我的心情可能比大家想象的要平静得多,因为说出这些话本来就是老师的天职,我觉得把真话说出来才对得起我的职业,对得起我的学校,对得起我的学生。
记者:听说节目播出后的第二天,有人找到学校领导要求处理你?
宋飞:我当时在台湾演出,不太清楚这些情况。但我认为我所说的都是真实的,所以我没有太多的负担。
每个人都有不同的立场,因此出现各种举动都是必然的。
院方领导的考虑,与我这样一个老师的看法有不同。我回来后,院领导与我沟通,他们对是非也有非常清楚的认识,作为领导,他们也希望学校好起来,但我们的位置不同,他们可能希望采用他们的方式。
回来以后我收到上百封信,有人送来鲜花、锦旗,还有很多陌生人给我打电话,问我压力大不大,问我是不是受到影响,他们很担心,现在反而是我去安慰他们。
记者:节目播出后社会反响很大,你有没有感觉到压力?
宋飞:播出的时候我不在北京。
我并不是想要跟学校作对,把媒体当作枪口,我只是希望大家都能够清醒。对于我来说,只是做了我力所能及的事,我没有什么压力,也不害怕。
有人认为我给学校抹黑,影响了学校的形象。但是,到底是做这些不公正的事情的人在给学校抹黑,还是指出这些事情的人在抹黑?应该制裁的是做这些事的人,还是揭露这事的人?这是很容易说明白的道理。
记者:你在揭露事件时,牵涉了几个教师,他们现在怎么样?
宋飞:考试的时候,我们还是会坐在一起。
我想,这件事情以后,大家都在反思,考虑自己的行为,自己的未来,学校的未来,希望通过这种反思,会带来积极的影响。

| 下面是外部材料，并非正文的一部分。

Issue #4218, opened 2026-07-04
Make `Partitioner` Required on `KafkaPublication` in v11 and Default Guidance to Murmur2


lillo42:
### Problem Statement
`KafkaPublication` already exposes a `Partitioner` property, but it **defaults to `ConsistentRandom`** (CRC32-based). Most users never override it, so they silently get librdkafka's CRC32 partitioner without making an explicit choice.

`ConsistentRandom` has weaker distribution properties than `Murmur2` or `Murmur2Random`. Under certain key patterns (sequential IDs, similar prefixes), CRC32 can produce clustering and uneven partition load. Murmur2 provides better statistical spread across partitions.

### Current State
```csharp
public enum Partitioner
{
    Random,
    Consistent,
    ConsistentRandom,
    Murmur2,
    Murmur2Random,
}

public class KafkaPublication : Publication
{
    public Partitioner Partitioner { get; set; } = Partitioner.ConsistentRandom;  // silent default
    // ...
}
```

### Proposed Change for v11
Remove the default value and make `Partitioner` **required**, forcing the caller to make an explicit choice.

```csharp
public class KafkaPublication : Publication
{
    public required Partitioner Partitioner { get; set; }
    // ...
}
```

### Recommended Guidance
Update all documentation and samples to recommend **`Partitioner.Murmur2Random`** (or `Murmur2` if null keys are not expected). This provides better distribution across partitions compared to `ConsistentRandom`.

```csharp
new KafkaPublication
{
    Topic = new RoutingKey("my.topic"),
    Partitioner = Partitioner.Murmur2Random,  // explicit, better distribution
    // ...
}
```

### Why Murmur2?
- **Better statistical distribution**: Murmur2's avalanche properties spread keys more uniformly than CRC32, reducing hot partitions under common key patterns.
- **Ecosystem alignment**: Most Kafka clients (Java, librdkafka with explicit config) treat murmur2 as the standard for key-based partitioning.

### Migration Path for v11
1. **v11.0.0**:
   - Change `Partitioner` from `public Partitioner Partitioner { get; set; } = Partitioner.ConsistentRandom;` to `public required Partitioner Partitioner { get; set; }`.
   - Update all Kafka samples to show explicit `Partitioner = Partitioner.Murmur2Random`.
   - Update documentation to explain the choice and recommend murmur2.
2. **Migration guide**:
   - Every `KafkaPublication` instantiation must add `Partitioner = ...`.
[...]

PR #4255, opened 2026-07-24
Add Kafka publication partitioner analyzer and code fixes

lillo42:
## Description

Adds a Kafka publication partitioner analyzer with three new diagnostics:

- **BRT006** — warns when a `KafkaPublication` is created without an explicit `Partitioner` assignment.
- **BRT007** — warns when `Partitioner.ConsistentRandom` is used and recommends `Partitioner.Murmur2Random` for new publications.
- **BRT008** — warns when `Partitioner.Consistent` is used and recommends `Partitioner.Murmur2` for new publications.

This also introduces a new `Paramore.Brighter.Analyzer.CodeFixes` project and ships it in the analyzer NuGet package. The code fixes can add the recommended `Partitioner.Murmur2Random` assignment or replace legacy `ConsistentRandom`/`Consistent` values with the recommended Murmur2 alternatives.

Documentation for BRT006–BRT008 is included, together with analyzer and code-fix tests.

## Related Issues

- Related to #4218

## Type of Change

- [ ] Documentation update

## Checklist

- [ ] I have read the [Contributing Guide](../blob/master/CONTRIBUTING.md)
- [ ] My changes follow the existing code style and conventions

## Additional Notes

Existing publications that intentionally rely on `ConsistentRandom` or `Consistent` can keep their current partition assignment and suppress the warning if preserving the current key-to-partition mapping is required.

### Maintainer decisions

Two points raised in review are deliberate decisions, not oversights:

- **BRT006 ships at `Warning`, enabled by default.** Every `KafkaPublication` created without an explicit `Partitioner` is flagged, so consumers building with `TreatWarningsAsErrors` (this repo included) will see build failures on upgrade until they either set the partitioner explicitly or suppress the rule. This is intentional: omitting the assignment silently selects the `ConsistentRandom` default — the same value BRT007 discourages — so it is reported at the same severity (the argument is written up in `BRT006.md`).
- **The code fixes change runtime behaviour, and Fix All is deliberately not offered.** Applying a fix moves a publication to a Murmur2 partitioner, which re-partitions the topic — keys map to different partitions than before. Because of that, the fixes can only be applied one diagnostic at a time: each change must be an explicit, per-site decision by the developer, not a solution-wide action. Each diagnostic is individually suppressible for publications that must keep their current assignment, and the caveat is stated in the BRT006–BRT008 docs and in the code action title.


lillo42:
**`ConstructorAssignsPartitioner` over-matching (finding 1)**: accepted as a trade-off, and it's the cheap direction to be wrong. The constructor check is intentionally syntactic (analyzers must not call `Compilation.GetSemanticModel`  RS1030), so it's a heuristic by design. Its job is to prevent the expensive failure: `BRT006` firing on every instantiation of a subclass that configures itself in its constructor, with a Fix All then injecting initializers that silently override the subclass's own choice at every call site. The false negative you describe, a constructor that only configures a different publication inside an object initializer, is contrived by comparison, self-correcting (set the partitioner explicitly or suppress), and doesn't cascade through Fix All. If it shows up in real code we can tighten the scan to skip assignments inside `InitializerExpressionSyntax` ancestors in a follow-up; I don't want to grow the heuristic further without evidence.

**Descriptor wording vs BRT007.md (finding 4)**: this one is a deliberate maintainer decision, not an oversight. The rule's stated position is that the `Murmur2` family is preferred for key-distribution reasons, and the descriptor text and sample comments reflect that. Not changing it in this PR.

**Two-layout fix output (finding 6, second half)**:  the empty argument list is now dropped (`new KafkaPublication { … }`), which was the arbitrary-looking part. Single- vs multi-line layout is left to the formatter; the tests pin the current shapes.

PR #4263, opened 2026-08-03
Update RocketMQ.Client to 5.2.1 and fix RocketMQ test suite

lillo42:
## Description

Updates the RocketMQ client (`RocketMQ.Client` 5.1.0 → 5.2.1) and fixes the RocketMQ test suite, which had been silently broken (the RocketMQ CI job is currently disabled, so regressions went unnoticed).

Client upgrade (`772490a7a`):

- Bump `RocketMQ.Client` to 5.2.1 and migrate `RocketMessageConsumer` to its APIs — real `Nack` via `ChangeInvisibleDuration` instead of a no-op, and primary-constructor parameter capture in place of explicit fields.

Test suite fixes (`4990be010`):

- **Producer: empty Baggage property rejected.** `RocketMqMessageProducer` unconditionally added the `CE_baggage` property; an empty `Baggage` (the default) stringifies to `""`, which the client's `Message.Builder.AddProperty` rejects (`value should not be null or white space`, validation present since client 5.1.0). Every `Send`/`SendAsync` threw — this alone accounted for 24 of 35 test failures. The property is now only added when the baggage has entries.
- **Topic map typos.** `RocketMqMessageGatewayProvider.s_topicMap` used `When_requeing_...` keys vs. the actual `When_requeuing_...` test method names, so four requeue tests fell through to non-existent topics and died with `NotFoundException`.
- **`RocketConsumerFactoryDlqTests` rework.** The test could never pass: it built a subscription without a consumer group (which defaulted to `string.Empty` and fails the client's `SetConsumerGroup` regex), and it asserted via reflection on private fields removed in the client-upgrade commit. It now passes a random consumer group and asserts on the new public `RocketMessageConsumer.DeadLetterRoutingKey` / `InvalidMessageRoutingKey` properties instead of implementation details.
- **`docker-compose-rocketmq.yaml`:** image pinned (`apache/rocketmq:5.4.0`, matching the hardcoded mqadmin paths), proxy heap raised to `-Xmx512m`, `orders`/`orders-dlq`/`orders-invalid` topics added, and misleading port comments corrected (8081 is the gRPC endpoint clients use).

## Type of Change

- [ ] Documentation update

## Checklist

## Additional Notes

- Verified against a local RocketMQ broker (topics provisioned by the compose file with correct `message.type` attributes): all code-level failures are resolved, including the previously broken DLQ/reject and consumer-factory tests.
- Remaining suite instability is environmental, not Brighter code: `ReceiveMessage` long-polls through the local podman-forwarded proxy intermittently hang until the client deadline (`HTTP/2 CANCEL` → `DeadlineExceeded`). Reproduced standalone with the raw 5.2.1 client (no Brighter code) on both broker 5.4.0 and 5.5.0 — likely the rootless port-forwarding breaking long-lived gRPC streams, or a proxy-side long-poll issue (cf. apache/rocketmq#10615, fixed in the upcoming 5.5.1). Tests that receive timely broker responses all pass.

### DIFF
--- a/Directory.Packages.props
+++ b/Directory.Packages.props
@@ -138,7 +138,7 @@
     <PackageVersion Include="Quartz.Extensions.DependencyInjection" Version="3.18.1" />
     <PackageVersion Include="Quartz.Extensions.Hosting" Version="3.18.1" />
     <PackageVersion Include="RabbitMQ.Client" Version="7.2.1" />
-    <PackageVersion Include="RocketMQ.Client" Version="5.1.0" />
+    <PackageVersion Include="RocketMQ.Client" Version="5.2.1" />
     <PackageVersion Include="Serilog" Version="4.3.1" />
     <PackageVersion Include="Serilog.Extensions.Hosting" Version="10.0.0" />
     <PackageVersion Include="Serilog.Extensions.Logging" Version="10.0.0" />
--- a/docker-compose-rocketmq.yaml
+++ b/docker-compose-rocketmq.yaml
@@ -3,7 +3,7 @@ version: '3.8'
 services:
   # RocketMQ Nameserver (Service Discovery)
   nameserver:
-    image: apache/rocketmq
+    image: apache/rocketmq:5.4.0
     platform: linux/amd64
     container_name: rocketmq-nameserver
     ports:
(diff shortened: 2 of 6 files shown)


iancooper:
Just to let you know, the generator conformance tests will probably help fix the RocketMQ tests locally, although perhaps not the server side issues, so you should pause for those, and then do this work.

See #4297

PR #4264, opened 2026-08-06
Kafka: add ErrorLogLevel hook to classify/suppress non-fatal error-callback log level

### LINKED ISSUE #4226: Kafka: allow applications to classify/suppress log level of non-fatal consumer error-callback events
## Is your feature request related to a problem?

The Kafka consumer's librdkafka error callback logs **every** non-fatal error unconditionally at `Warning`, with no way for an application to suppress or downgrade a specific error code.

In `KafkaMessageConsumer.cs` (`SetErrorHandler`, ~L253-261):

```csharp
.SetErrorHandler((_, error) =>
{
    _hasFatalError = error.IsFatal;

    if (_hasFatalError)
        Log.FatalError(s_logger, error.Code, error.Reason, true);
    else
        Log.NonFatalError(s_logger, error.Code, error.Reason, false); // Warning, always
})
```

The concrete case that motivated this: against **Confluent Cloud**, the broker/LB idle-connection reaper closes the mostly-idle group-coordinator socket. librdkafka only notices on its next request, which surfaces via the *error* callback (not the log callback, so `log.connection.close=false` does not help) as:

```
Code: Local_TimedOut, Reason: GroupCoordinator: <broker>:9092: 1 request(s) timed out: disconnect
(average rtt 7-28 ms) (after ... ms in state UP), Fatal: False
```

This is benign and self-healing — librdkafka reconnects automatically — but it floods logs/alerting at `Warning`. Today the only mitigations are app-side:

- **Tune the cause** via `KafkaSubscription.ConfigHook` (`SocketKeepaliveEnable`, `ConnectionsMaxIdleMs`) — reduces but does not eliminate it.
- **Filter in the app's logging pipeline** — but Brighter assigns no explicit `EventId` to `NonFatalError`, so a precise filter has to inspect the structured `ErrorCode` state, and a coarse filter (by category/level) blinds you to *all* non-fatal errors, including ones you care about (auth, transport, partition).

There is no first-class, transport-level way to say "this specific non-fatal code is expected noise — log it at Debug (or not at all)".

## Describe the solution you'd like

An optional **error-classification hook** on `KafkaSubscription` that lets the application map a librdkafka `Error` to the `LogLevel` Brighter should log it at (including `LogLevel.None` to suppress). Logging classification only — it must **not** influence whether the error is treated as fatal.

```csharp
/// <summary>
/// Optional. Classify the log level for librdkafka error-callback events, e.g. to downgrade
/// or suppress expected non-fatal noise such as Local_TimedOut on an idle coordinator socket.
/// Return LogLevel.None to suppress. Does NOT affect fatal handling (Error.IsFatal is authoritative).
/// </summary>
public Func<Error, LogLevel>? ErrorLogLevel { get; set; }
```

Wired into the handler so the level is dynamic, while the fatal path is unchanged:

```csharp
.SetErrorHandler((_, error) =>
{
    _hasFatalError = error.IsFatal; // unchanged: IsFatal stays authoritative

    var level = _errorLogLevel?.Invoke(error)
                ?? (error.IsFatal ? LogLevel.Error : LogLevel.Warning); // preserves today's behaviour

    if (level != LogLevel.None)
        Log.KafkaError(s_logger, level, error.Code, error.Reason, error.IsFatal);
})
```

Application usage:

```csharp
var subscription = new KafkaSubscription<MyEvent>(
    // ...
    // downgrade the idle-coordinator timeout to Debug, leave everything else as-is
);
subscription.ErrorLogLevel = err =>
    err.Code == ErrorCode.Local_TimedOut ? LogLevel.Debug : LogLevel.Warning;
```

### Scope / guardrails
- **Logging classification only.** The hook cannot upgrade a non-fatal error to fatal or vice-versa; `Error.IsFatal` remains the sole driver of `_hasFatalError` and the resulting `ChannelFailureException`.
- **Default is no behaviour change.** When the hook is null, current levels (`Error` for fatal, `Warning` for non-fatal) are preserved exactly.
- Follows the existing `ConfigHook` precedent — an opt-in `Action`/`Func` on `KafkaSubscription` for things Brighter doesn't model directly.

## Describe alternatives considered

- **`ConfigHook` tuning only** (`SocketKeepaliveEnable`, `ConnectionsMaxIdleMs`) — good practice and recommended regardless, but reduces rather than eliminates the noise and doesn't generalise to other expected-but-noisy codes.
- **App-side log filtering** — works, but leaks a transport concern into every consuming app's logging config, and precise targeting is awkward because `NonFatalError` carries no explicit `EventId`.
- **A simple `IEnumerable<ErrorCode> SuppressedErrorCodes`** — simpler, but less expressive than a level map (can only drop, not downgrade). The `Func<Error, LogLevel>` supersets it.

## Additional context

Related but out of scope: `_hasFatalError = error.IsFatal;` **overwrites** the flag on each callback, so a fatal error immediately followed by a non-fatal one (librdkafka commonly emits bursts) could reset it to `false` before the consume loop checks it (`KafkaMessageConsumer.cs` ~L494). Worth a separate issue.

Happy to submit a PR (new property + handler wiring + a `KafkaError` dynamic-level `LoggerMessage` + tests) if the direction is agreeable.

IslamZakaria:
## Description
Adds `KafkaSubscription.ErrorLogLevel` (`Func<Error, LogLevel>?`), wired through `KafkaMessageConsumerFactory` into `KafkaMessageConsumer.HandleError`, so applications can classify or suppress the log level of non-fatal librdkafka error-callback events — e.g. downgrading `Local_TimedOut` idle-coordinator noise from Confluent Cloud instead of it flooding logs at `Warning`.

- `LogLevel.None` suppresses the log entirely.
- The hook never influences fatal handling: `_hasFatalError` remains latched purely from `Error.IsFatal`, regardless of what the hook returns.
- When the hook is null, current behavior is preserved exactly (fatal → `Error`, non-fatal → `Warning`).
- Replaces the fixed-level private `FatalError`/`NonFatalError` `LoggerMessage`s with a single dynamic-level `Log.KafkaError` via `ILogger.Log`, since `[LoggerMessage]` can't express a dynamic `Level`.

## Related Issues
Closes #4226

## Type of Change
- [ ] Documentation update

## Checklist

## Additional Notes
- **Shared test-infra change**: `tests/.../Initializer.cs` now uses `MinimumLevel.Debug()` for the TestCorrelator Serilog logger, so Debug-level log assertions are capturable (needed for the suppression/downgrade tests). Verified against a clean-`master` baseline: full Kafka suite (114 tests) has a byte-identical failure set before/after (76 pre-existing, broker-dependent failures), so this introduces no regressions.
- **Pre-existing failure, not introduced here**: `ConsumerConfigHookTests` fails on clean `master` too — it requires a live Kafka broker for `makeChannels: Create` → topic metadata lookup.
- `Log.FatalError`/`NonFatalError` were `private` (nested in a `private static partial class`); their only callers were `HandleError`, so removing them is **not** a public API break. No `PublicAPI.Shipped.txt`/`PublicApiAnalyzers` exist in this repo to update.
- **Binary compatibility note**: the new `errorLogLevel`/`ErrorLogLevel` constructor parameters are appended last with a default value (source-compatible, matches the existing pattern used for `TimeProvider`/`scheduler`/`groupProtocol`). This is source-compatible but, like any optional-parameter addition, is not binary-compatible for callers pre-compiled against the old signature without recompiling — inherent to this approach and consistent with how the constructors have grown previously.
- **Minor logging delta**: the new `Log.KafkaError` call has no `EventId` (defaults to `EventId(0)`), whereas the replaced `FatalError`/`NonFatalError` had generator-assigned opaque IDs. These were never documented or stable (the issue itself notes Brighter assigns no explicit EventId to `NonFatalError`), but flagging in case any consumer was keying off them.

### DIFF
--- a/src/Paramore.Brighter.MessagingGateway.Kafka/KafkaMessageConsumer.cs
+++ b/src/Paramore.Brighter.MessagingGateway.Kafka/KafkaMessageConsumer.cs
@@ -62,6 +62,7 @@ namespace Paramore.Brighter.MessagingGateway.Kafka
         private static readonly TimeSpan s_commitSyncTimeout = TimeSpan.FromSeconds(5);
         private readonly ITimer _sweeperTimer;
         private bool _hasFatalError;
+        private readonly Func<Error, LogLevel>? _errorLogLevel;
         private bool _isClosed;
         private readonly RoutingKey? _deadLetterRoutingKey;
         private readonly RoutingKey? _invalidMessageRoutingKey;
@@ -104,6 +105,7 @@ namespace Paramore.Brighter.MessagingGateway.Kafka
         /// <param name="makeChannels">Should we create infrastructure (topics) where it does not exist or check. Defaults to Create</param>
         /// <param name="configHook">Allows you to modify the Kafka client configuration before a consumer is created.</param>
         /// <param name="timeProvider">The <see cref="TimeProvider"/> used to create the timer for sweeping uncommitted offsets. Defaults to <see cref="TimeProvider.System"/> if not specified. Can be overridden for testing purposes.</param>
+        /// <param name="errorLogLevel">Allows you to classify or suppress the log level of non-fatal errors raised by the underlying Kafka consumer. Returning <see cref="LogLevel.None"/> suppresses the log entirely. Does not affect fatal handling, which is driven solely by <see cref="Error.IsFatal"/>. Defaults to <see langword="null"/>, logging fatal errors at <see cref="LogLevel.Error"/> and non-fatal at <see cref="LogLevel.Warning"/>.</param>
         /// <param name="deadLetterRoutingKey">If we support a dead letter topic what is the <see cref="RoutingKey"/></param>
         /// <param name="invalidMessageRoutingKey">If we support an invalid message topic what is the <see cref="RoutingKey"/></param>
         /// <param name="scheduler">Optional scheduler for delayed requeue operations. When provided, the lazily-created
@@ -132,7 +134,8 @@ namespace Paramore.Brighter.MessagingGateway.Kafka
             RoutingKey? invalidMessageRoutingKey = null,
             TimeProvider? timeProvider = null,
             IAmAMessageScheduler? scheduler = null,
-            IGroupProtocol? groupProtocol = null)
+            IGroupProtocol? groupProtocol = null,
+            Func<Error, LogLevel>? errorLogLevel = null)
         {
             if (groupId is null)
                 throw new ConfigurationException("You must set a GroupId for the consumer");
@@ -141,6 +144,7 @@ namespace Paramore.Brighter.MessagingGateway.Kafka
             
             _configuration = configuration ?? throw new ConfigurationException("You must set a KafkaMessagingGatewayConfiguration to connect to a broker");
             _scheduler = scheduler;
+            _errorLogLevel = errorLogLevel;
 
             _deadLetterRoutingKey = deadLetterRoutingKey;
             _invalidMessageRoutingKey = invalidMessageRoutingKey;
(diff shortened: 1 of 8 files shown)


iancooper:
@IslamZakaria, can you sign the CLA? We let you keep the copyright to your code, you just grant us perpetual use, for this purpose/license

iancooper (approved):
Thanks for this, @IslamZakaria . Nice, concise work with respect to existing code. Just sign the CLA, and if we can get a green Core and Kafka build, we are done. Congrats

IslamZakaria:
@iancooper Thanks. I actually signed the CLA already. Could you please check if it has been picked up correctly? If there's an issue with my GitHub account or the email associated with the CLA, let me know and I'll be happy to resolve it.

iancooper:
Let me check. I think it was complaining that you signed with an email that was not associated with the GitHub account

IslamZakaria:
but i already signed in with github account seems weird

iancooper:
> but i already signed in with github account seems weird

Seems happy now, the workflows can run

iancooper:
Thanks @IslamZakaria merged

PR #4402, opened 2026-09-22
docs: add ADR for outbox circuit breaker trip logging

MikeFreeman-Flagstone:
## Summary
- Adds ADR 0058, proposing that `InMemoryOutboxCircuitBreaker` log its own state transitions (trip / re-trip / reset) directly, since today nothing logs when `TripTopic()` or `CoolDown()` change a topic's circuit-breaker state.
- Recommends: Warning on a fresh trip, Debug on a re-trip (to avoid flooding Warning-level sinks during a sustained outage where every failed publish re-trips the topic), Information on a cooldown reset — following the codebase's existing static-logger + source-generated `LoggerMessage` convention (`ApplicationLogging.CreateLogger<T>()`), with no changes to `IAmAnOutboxCircuitBreaker` or `OutboxCircuitBreakerOptions`.
- Explicitly scopes out fixing the sync `Dispatch()` path (which never calls `TripTopic` today) — tracked as a separate issue.
- Status: Proposed — this PR is for design review before any implementation/task breakdown.

## Test plan
- [ ] N/A — documentation-only change (ADR). No code, no tests in this PR.
- [ ] Design review / discussion on the ADR itself.


iancooper (approved):
@MikeFreeman-Flagstone This looks good. I wonder if we want to add OTel for this too? Up to you if you want to extend the scope.

iancooper (approved):

PR #200, opened 2015-09-29
Check if getTracks exists

KaptenJansson:
This makes sure we do not use mediaStream.stop() if it exists on browsers that support getTracks as well.


phoglund:
lgtm

PR #201, opened 2015-10-01
Copy in a way that's supported on Windows.

phoglund:
Your patch that introduced "cp" breaks AppRTC for win development. You basically can't run shell commands - everything needs to be Python.


KaptenJansson:
LGTM

PR #215, opened 2015-11-04
Remove the minVersion config for the websocket server

jiayliu:
It caused failures on older Android devices.


KaptenJansson:
LGTM

PR #220, opened 2015-11-13
Check for undefined codec

KaptenJansson:
If no codec parameters are specified, codec is undefined not an empty string.

I left the condition for an empty string due to I suppose we should handle the case where the vsc & vrc parameters are provided without any codec specified.

### DIFF
--- a/src/web_app/js/sdputils.js
+++ b/src/web_app/js/sdputils.js
@@ -226,7 +226,7 @@ function maybePreferVideoReceiveCodec(sdp, params) {
 // The format of |codec| is 'NAME/RATE', e.g. 'opus/48000'.
 function maybePreferCodec(sdp, type, dir, codec) {
   var str = type + ' ' + dir + ' codec';
-  if (codec === '') {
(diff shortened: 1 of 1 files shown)


jiayliu:
lgtm

src/web_app/js/sdputils.js
```diff
@@ -226,7 +226,7 @@ function maybePreferVideoReceiveCodec(sdp, params) {
 // The format of |codec| is 'NAME/RATE', e.g. 'opus/48000'.
 function maybePreferCodec(sdp, type, dir, codec) {
   var str = type + ' ' + dir + ' codec';
-  if (codec === '') {
+  if (typeof codec === 'undefined' || codec === '') {
```
juberti: Did you consider doing if (!codec), which covers both cases?

KaptenJansson: I did not as I was thinking about the issue explicitly, your suggestion covers all the false cases. Will update.

PR #228, opened 2015-12-07
Add warningMessages function for non fatal warnings, fix encode issue

### LINKED ISSUE #211: SyntaxError when both "hd" and "video" URL parameters are present
Repro steps:
1) Try to start an apprtc call where both the "hd" and "video" URL parameters are set. Example: https://apprtc.appspot.com/?debug=loopback&video=googNoiseReduction=true&hd=true
2) Open the js console

Expected result:
Call starts, though console shows the warning message "The "hd" parameter has overridden video=$video_params"

Actual result:
Call doesn't start, console shows "Uncaught SyntaxError: Unexpected string" 
Clicking that console line entry takes me to a source code listing that looks something like:

`<script type="text/javascript">var loadingParams={errorMessages:[u'The "hd" parameter has overridden video=googNoiseReduction=true'],isLoopback:true,mediaConstraints:{"audio":true,"video":{"optional":[],"mandatory":{"minWidth":"1280","minHeight":"720"}}},offerConstraints:{"optional":[],"mandatory":{}},peerConnectionConfig:{"iceServers":[]},peerConnectionConstraints:{"optional":[{"DtlsSrtpKeyAgreement":false}]},` (remaining text snipped)

KaptenJansson:
Fixes #211 

* Add warning_messages reporting functionality, both the HD + video and minre params do not have to be fatal hence making a separate message functionality for those type of messages.
* The issue in #211 is that the [HTML template](https://github.com/webrtc/apprtc/blob/master/src/web_app/html/index_template.html) is UTF-8 while python uses unicode by default. This results in python appending a `u` for unicode before the string in the array `[u'string']` which does not make Javascript happy ;), it does not affect all messages though, possible due to including the URL parameter in the string.

A more permanent solution would to create a wrapper that converts all incoming strings saving the use of string.encode('utf-8') on all messages to be pushed to a template. But since there were only two warning_messages to be printed and no error_messages I do not want to spend the time on it, also we might use a different templating framework in the future.

### DIFF
--- a/src/app_engine/apprtc.py
+++ b/src/app_engine/apprtc.py
@@ -217,7 +217,7 @@ def get_room_parameters(request, room_id, client_id, is_initiator):
   if hd and video:
     message = 'The "hd" parameter has overridden video=' + video
     logging.warning(message)
-    # HTML template is UTF-8 while python defaults to unicode.
+    # HTML template is UTF-8, make sure the string is UTF-8 as well.
     warning_messages.append(message.encode('utf-8'))
   if hd == 'true':
     video = 'mandatory:minWidth=1280,mandatory:minHeight=720'
@@ -228,7 +228,7 @@ def get_room_parameters(request, room_id, client_id, is_initiator):
     message = ('The "minre" and "maxre" parameters are no longer ' +
         'supported. Use "video" instead.')
     logging.warning(message)
-    # HTML template is UTF-8 while python defaults to unicode.
+    # HTML template is UTF-8, make sure the string is UTF-8 as well.
     warning_messages.append(message.encode('utf-8'))
 
   # Options for controlling various networking features.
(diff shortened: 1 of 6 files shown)


src/app_engine/apprtc.py
```diff
@@ -215,18 +216,20 @@ def get_room_parameters(request, room_id, client_id, is_initiator):
   hd = request.get('hd').lower()
   if hd and video:
     message = 'The "hd" parameter has overridden video=' + video
-    logging.error(message)
-    error_messages.append(message)
+    logging.warning(message)
+    # HTML template is UTF-8 while python defaults to unicode.
```
andresusanopinto: This comment makes no sense. UTF-8 is an encoding of all the chars in unicode standard.

andresusanopinto:
LGTM besides the comment.

PR #230, opened 2015-12-07
Hide audio/video mute buttons if no corresponding track is detected

### LINKED ISSUE #202: Mute/UnMute Audio/Video option enabled for "Video only"/"Audio only" call respectively
Description:
When the user makes an appRTC call with "audio=false&video=true" (or "audio=true&video=false") parameters, he/she sees that the "Mute audio" / "Mute Video" icon can be toggled on/off respectively.

Steps to reproduce:
1. Append "audio=false&video=true" (or "audio=true&video=false") parameters to an appRTC call and click Join.
2. Hover over the "Mute audio" / "Mute Video" icons and toggle them on/off 
Sample Test page - https://apprtc.appspot.com/r/862942399?audio=false&video=true

Actual results:
The user is able to mute/unmute Audio on a "Video only" call (and/or) mute/unmute Video on an "Audio only" call  

Expected results:
- Audio icon should be disabled/invisible for a Video only call
- Video icon should be disabled/invisible for an Audio only call

KaptenJansson:
Fixes #202  

Also enable the new travis environment

### DIFF
--- a/.travis.yml
+++ b/.travis.yml
@@ -1,3 +1,4 @@
+sudo: false
 language: node_js
 node_js:
   - 0.10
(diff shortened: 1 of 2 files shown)


samdutton:
LGTM.

PR #231, opened 2015-12-08
Update collider_test.go websocket dependency.

hkjellander:
The websocket hosted on code.google.com no longer exists,
which breaks our Chromium bots in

有人把我的行为比喻成鸡蛋碰石头,但至少有人会知道,曾经有我这样一个人碰过石头,碰的人多了,大家的道德感、责任感就会被唤醒。
记者:3个学生的情况呢?
宋飞:很多观众以为补发文化考试资格就是考上了,其实不是这样的。现在只是说他们有资格参加文化考试,但专业排名还是靠后的,如果他们的文化分能过线,能不能被录取,还要看决策人的态度。音乐学院的专业考试非常重要,很大程度上决定他们的命运。
但学校还是学校,它需要一个程序上的理由去改变不公正的事实。3个孩子最终的结果,要看校方的态度、智慧和政策,学校有特殊的裁决权。
学校把3个学生增加到有文化考试资格的学生名单中,就说明学校承认那次专业考试是有问题的,但原来的程序没有变,这个矛盾还需要去解决。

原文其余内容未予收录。